_Work instruction_
Examine the entries and show every line in which the word "Copyright" is found.

Stored data:
****
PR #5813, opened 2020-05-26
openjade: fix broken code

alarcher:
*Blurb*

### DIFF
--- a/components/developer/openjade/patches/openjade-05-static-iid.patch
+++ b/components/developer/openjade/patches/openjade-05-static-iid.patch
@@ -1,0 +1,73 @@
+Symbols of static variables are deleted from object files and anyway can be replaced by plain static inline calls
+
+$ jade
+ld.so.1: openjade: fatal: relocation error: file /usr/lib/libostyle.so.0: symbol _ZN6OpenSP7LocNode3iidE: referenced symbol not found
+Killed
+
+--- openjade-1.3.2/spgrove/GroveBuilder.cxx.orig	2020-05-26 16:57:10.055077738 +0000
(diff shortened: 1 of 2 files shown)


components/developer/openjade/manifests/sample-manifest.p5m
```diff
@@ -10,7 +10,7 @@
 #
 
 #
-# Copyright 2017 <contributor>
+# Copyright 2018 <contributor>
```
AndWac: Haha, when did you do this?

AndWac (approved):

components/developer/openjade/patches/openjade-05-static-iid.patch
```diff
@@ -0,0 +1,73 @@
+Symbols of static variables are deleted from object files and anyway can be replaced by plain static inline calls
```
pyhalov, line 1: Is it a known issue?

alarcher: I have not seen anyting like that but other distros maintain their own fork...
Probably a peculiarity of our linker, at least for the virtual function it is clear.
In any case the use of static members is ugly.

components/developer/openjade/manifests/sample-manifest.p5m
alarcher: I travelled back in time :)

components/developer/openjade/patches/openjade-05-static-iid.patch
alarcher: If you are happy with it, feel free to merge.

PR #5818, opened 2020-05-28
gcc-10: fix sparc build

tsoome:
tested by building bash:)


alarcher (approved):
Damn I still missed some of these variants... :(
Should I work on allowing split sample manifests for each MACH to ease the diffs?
****
_Written response_
-# Copyright 2017 <contributor>
+# Copyright 2018 <contributor>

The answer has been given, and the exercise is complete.